**Assigned task:**
I need the number of lines in the listing below that contain "result", and only that number.

**Input records:**
PR #296, opened 2019-11-08
Added 'const' to a number of methods

gx740:
I hope this PR is final in which the qualifier `const` is added to methods.
In addition a lot of changes which improve readability.

### DIFF
--- a/Packet++/header/IPv4Layer.h
+++ b/Packet++/header/IPv4Layer.h
@@ -580,7 +580,7 @@ namespace pcpp
 		/**
 		 * @return Size of IPv4 header (including IPv4 options if exist)
 		 */
-		size_t getHeaderLen() { return (size_t)(getIPv4Header()->internetHeaderLength*4) + m_TempHeaderExtension; }
+		size_t getHeaderLen() const { return (size_t)(getIPv4Header()->internetHeaderLength) * 4 + m_TempHeaderExtension; }
 
 		/**
 		 * Calculate the following fields:
@@ -591,7 +591,7 @@ namespace pcpp
 		 */
 		void computeCalculateFields();
 
-		std::string toString();
+		std::string toString() const;
 
 		OsiModelLayer getOsiModelLayer() const { return OsiModelNetworkLayer; }
 
--- a/Packet++/header/IPv4Layer.h
+++ b/Packet++/header/IPv4Layer.h
@@ -239,7 +239,7 @@ namespace pcpp
 			if (dataSize < 2)
 				return res;
 
-			uint8_t valueOffset = 1;
+			uint8_t valueOffset = (uint8_t)(1);
 
 			while (valueOffset < dataSize)
 			{
@@ -250,7 +250,7 @@ namespace pcpp
 
 				res.push_back(IPv4Address(curValue));
 
-				valueOffset += 4;
+				valueOffset += (uint8_t)(4);
 			}
 
 			return res;
@@ -280,7 +280,7 @@ namespace pcpp
 
 			res.type = (IPv4TimestampOptionValue::TimestampType)m_Data->recordValue[1];
 
-			uint8_t valueOffset = 2;
+			uint8_t valueOffset = (uint8_t)(2);
 			bool readIPAddr = (res.type == IPv4TimestampOptionValue::TimestampAndIP);
 
 			while (valueOffset < dataSize)
@@ -298,7 +298,7 @@ namespace pcpp
 				if (res.type == IPv4TimestampOptionValue::TimestampAndIP)
 					readIPAddr = !readIPAddr;
 
-				valueOffset += 4;
+				valueOffset += (uint8_t)(4);
 			}
 
 			return res;
@@ -580,7 +580,7 @@ namespace pcpp
 		/**
 		 * @return Size of IPv4 header (including IPv4 options if exist)
 		 */
-		size_t getHeaderLen() const { return (size_t)(getIPv4Header()->internetHeaderLength) * 4 + m_TempHeaderExtension; }
+		size_t getHeaderLen() const { return (size_t)((uint16_t)(getIPv4Header()->internetHeaderLength) * 4) + m_TempHeaderExtension; }
 
 		/**
 		 * Calculate the following fields:
--- a/Packet++/header/IPv4Layer.h
+++ b/Packet++/header/IPv4Layer.h
@@ -26,12 +26,12 @@ namespace pcpp
 		/** IP header length, has the value of 5 for IPv4 */
 		uint8_t internetHeaderLength:4,
 		/** IP version number, has the value of 4 for IPv4 */
-				ipVersion:4;
+		ipVersion:4;
 #else
 		/** IP version number, has the value of 4 for IPv4 */
 		uint8_t ipVersion:4,
 		/** IP header length, has the value of 5 for IPv4 */
-				internetHeaderLength:4;
+		internetHeaderLength:4;
 #endif
 		/** type of service, same as Differentiated Services Code Point (DSCP)*/
 		uint8_t typeOfService;
@@ -228,18 +228,18 @@ namespace pcpp
 		 * (meaning zeroed addresses - 0.0.0.0) will not be added to the returned list. If some error occurs during the parsing or the value is invalid an empty vector is returned
 		 * @return A vector of IPv4 addresses parsed from the IPv4 option value
 		 */
-		std::vector<IPv4Address> getValueAsIpList()
+		std::vector<IPv4Address> getValueAsIpList() const
 		{
 			std::vector<IPv4Address> res;
 
 			if (m_Data == NULL)
 				return res;
 
-			size_t dataSize =  getDataSize();
+			size_t dataSize = getDataSize();
 			if (dataSize < 2)
 				return res;
 
-			uint8_t valueOffset = (uint8_t)(1);
+			uint8_t valueOffset = 1;
 
 			while (valueOffset < dataSize)
 			{
@@ -250,7 +250,7 @@ namespace pcpp
 
 				res.push_back(IPv4Address(curValue));
 
-				valueOffset += (uint8_t)(4);
+				valueOffset += 4;
 			}
 
 			return res;
@@ -263,7 +263,7 @@ namespace pcpp
 		 * the lists. If some error occurs during the parsing or the value is invalid an empty result is returned
 		 * @return A structured containing the IPv4 timestamp value
 		 */
-		IPv4TimestampOptionValue getTimestampOptionValue()
+		IPv4TimestampOptionValue getTimestampOptionValue() const
 		{
 			IPv4TimestampOptionValue res;
 			res.clear();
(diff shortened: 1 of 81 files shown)


Packet++/header/IPv4Layer.h
```diff
@@ -228,18 +228,18 @@ namespace pcpp
...
 			if (m_Data == NULL)
 				return res;
 
-			size_t dataSize =  getDataSize();
+			size_t dataSize = getDataSize();
 			if (dataSize < 2)
 				return res;
 
-			uint8_t valueOffset = (uint8_t)(1);
+			uint8_t valueOffset = 1;
```
seladb: I think removing the casting might cause a compilation warning on some platfroms

Packet++/header/IPv4Layer.h
```diff
@@ -250,7 +250,7 @@ namespace pcpp
 
 				res.push_back(IPv4Address(curValue));
 
-				valueOffset += (uint8_t)(4);
+				valueOffset += 4;
```
seladb: I think removing the casting might cause a compilation warning on some platfroms

Packet++/header/IPv4Layer.h
```diff
@@ -280,7 +280,7 @@ namespace pcpp
 
 			res.type = (IPv4TimestampOptionValue::TimestampType)m_Data->recordValue[1];
 
-			uint8_t valueOffset = (uint8_t)(2);
+			uint8_t valueOffset = 2;
```
seladb: I think removing the casting might cause a compilation warning on some platfroms

Packet++/header/IPv4Layer.h
```diff
@@ -298,7 +298,7 @@ namespace pcpp
 				if (res.type == IPv4TimestampOptionValue::TimestampAndIP)
 					readIPAddr = !readIPAddr;
 
-				valueOffset += (uint8_t)(4);
+				valueOffset += 4;
```
seladb: I think removing the casting might cause a compilation warning on some platfroms

Packet++/header/IPv4Layer.h
```diff
@@ -580,7 +580,7 @@ namespace pcpp
 		/**
 		 * @return Size of IPv4 header (including IPv4 options if exist)
 		 */
-		size_t getHeaderLen() { return (size_t)(getIPv4Header()->internetHeaderLength*4) + m_TempHeaderExtension; }
+		size_t getHeaderLen() const { return (size_t)(getIPv4Header()->internetHeaderLength) * 4 + m_TempHeaderExtension; }
```
seladb: The idea is to cast the while `getIPv4Header()->internetHeaderLength*4` expression to `size_t` to avoid compilation warning

Packet++/header/Layer.h
```diff
@@ -124,12 +124,12 @@ namespace pcpp
...
 		 * @param[out] toArr The destination byte array
 		 */
-		void copyData(uint8_t* toArr);
+		void copyData(uint8_t* toArr) const;
 
 
 		// implement abstract methods
 
-		uint8_t* getDataPtr(size_t offset = 0) { return (uint8_t*)(m_Data + offset); }
+		uint8_t* getDataPtr(size_t offset = 0) const { return m_Data + offset; }
```
seladb: this might cause compilation warning on some platforms

Packet++/src/DnsResource.cpp
```diff
@@ -248,48 +248,30 @@ size_t DnsResource::getDataLength() const
...
 	case DNS_TYPE_MX:
-	{
-		return DnsResourceDataPtr(new MxDnsResourceData(resourceRawData, dataLength, this));
-		break;
-	}
+		return DnsResourceDataPtr(new MxDnsResourceData(resourceRawData, dataLength, const_cast<IDnsResource*>(static_cast<const IDnsResource*>(this))));
 
 	default:
-	{
 		return DnsResourceDataPtr(new GenericDnsResourceData(resourceRawData, dataLength));
```
seladb: I think that adding the curly braces back will make the code look more readable

Packet++/src/GtpLayer.cpp
```diff
@@ -587,22 +587,25 @@ void GtpV1Layer::parseNextLayer()
 
 	// GTP-U message, try to parse the next layer
 
-	uint8_t subProto = *(uint8_t*)(m_Data + headerLen);
+	uint8_t* payload = m_Data + headerLen;
```
seladb: this might cause compilation warning on some platforms (casting may be needed here)

Packet++/src/IPv6Extensions.cpp
```diff
@@ -174,7 +174,7 @@ IPv6TLVOptionHeader::IPv6TLVOptionHeader(const std::vector<IPv6TLVOptionBuilder>
 	for (std::vector<IPv6TLVOptionBuilder>::const_iterator iter = options.begin(); iter != options.end(); iter++)
 	{
 		IPv6Option option = iter->build();
-		memcpy((uint8_t*)(getDataPtr() + offset), option.getRecordBasePtr(), option.getTotalSize());
+		memcpy(getDataPtr() + offset, option.getRecordBasePtr(), option.getTotalSize());
```
seladb: why did you remove the casting?

Packet++/src/IPv6Extensions.cpp
```diff
@@ -207,15 +207,15 @@ IPv6RoutingHeader::IPv6RoutingHeader(uint8_t routingType, uint8_t segmentsLeft,
 
 	if (additionalRoutingDataLen > 0 && additionalRoutingData != NULL)
 	{
-		uint8_t* additionalDataPtr = (uint8_t*)(getDataPtr() + sizeof(ipv6_routing_header));
+		uint8_t* additionalDataPtr = getDataPtr() + sizeof(ipv6_routing_header);
```
seladb: why did you remove the casting?

Packet++/src/IPv6Extensions.cpp
```diff
@@ -207,15 +207,15 @@ IPv6RoutingHeader::IPv6RoutingHeader(uint8_t routingType, uint8_t segmentsLeft,
...
 		memcpy(additionalDataPtr, additionalRoutingData, additionalRoutingDataLen);
 	}
 }
 
 uint8_t* IPv6RoutingHeader::getRoutingAdditionalData() const
 {
 	if (getExtensionLen() > sizeof(ipv6_routing_header))
-		return (uint8_t*)(getDataPtr() + sizeof(ipv6_routing_header));
+		return getDataPtr() + sizeof(ipv6_routing_header);
```
seladb: why did you remove the casting?

Packet++/src/IPv6Extensions.cpp
```diff
@@ -263,15 +263,15 @@ IPv6AuthenticationHeader::IPv6AuthenticationHeader(uint32_t securityParametersIn
 
 	if (integrityCheckValueLen > 0 && integrityCheckValue != NULL)
 	{
-		uint8_t* icvPtr = (uint8_t*)(getDataPtr() + sizeof(ipv6_authentication_header));
+		uint8_t* icvPtr = getDataPtr() + sizeof(ipv6_authentication_header);
```
seladb: why did you remove the casting?

Packet++/src/IPv6Extensions.cpp
```diff
@@ -263,15 +263,15 @@ IPv6AuthenticationHeader::IPv6AuthenticationHeader(uint32_t securityParametersIn
...
 		memcpy(icvPtr, integrityCheckValue, integrityCheckValueLen);
 	}
 }
 
 uint8_t* IPv6AuthenticationHeader::getIntegrityCheckValue() const
 {
 	if (getExtensionLen() > sizeof(ipv6_authentication_header))
-		return (uint8_t*)(getDataPtr() + sizeof(ipv6_authentication_header));
+		return getDataPtr() + sizeof(ipv6_authentication_header);
```
seladb: why did you remove the casting?

Packet++/header/IPv4Layer.h
gx740: It's just a positive constant. There is no any reason for warning. But I can roll back the changes.

I have looked into the build logs and not found any warnings that concern the changes made in this PR.

seladb: I think I added that casting for a reason, probably a compilation warning. But it was a long time ago so I don't quite remember on which platform it was...

Packet++/header/IPv4Layer.h
gx740: I understand. I had moved the parenthesis to avoid following warning in Visual Studio:
`Warning	C26451	Arithmetic overflow: Using operator '*' on a 4 byte value and then casting the result to a 8 byte value. Cast the value to the wider type before calling operator '*' to avoid overflow (io.2)`

Packet++/header/IPv4Layer.h
gx740: Ok. I will return back the old code.

gx740: Done

Packet++/header/IPv4Layer.h
seladb: Got it. But in the fix you've made, multiplying `(size_t)(getIPv4Header()->internetHeaderLength)` by 4 might make the compiler think the result will be larger that `size_t`, maybe we should add 2 castings there?

Packet++/header/Layer.h
gx740: The changes have been undone

Packet++/header/IPv4Layer.h
gx740: Like this?
`return (size_t)((uint16_t)(getIPv4Header()->internetHeaderLength) * 4) + m_TempHeaderExtension`

Packet++/src/DnsResource.cpp
gx740: The braces will be returned back.

Packet++/src/GtpLayer.cpp
gx740: The casting has been added

Packet++/src/IPv6Extensions.cpp
gx740: It is unnecessary because `getDataPtr()` returns `uint8_t*`

gx740: And `memcpy` gets a `void*` in the first parameter

Packet++/src/IPv6Extensions.cpp
gx740: It is unnecessary because getDataPtr() returns uint8_t*

gx740: When a constant is added to a pointer the expression result will have the same type as pointer has.

Packet++/src/IPv6Extensions.cpp
gx740: When a constant is added to a pointer the expression result will have the same type as pointer has. The `getDataPtr()` returns `uint8_t*`

Packet++/src/IPv6Extensions.cpp
gx740: When a constant is added to a pointer the expression result will have the same type as pointer has.

Packet++/src/IPv6Extensions.cpp
gx740: When a constant is added to a pointer the expression result will have the same type as pointer has.

Packet++/src/IPv6Extensions.cpp
seladb: ok

Packet++/header/IPv4Layer.h
seladb: yes, that looks ok. Thanks!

**Solution:**
7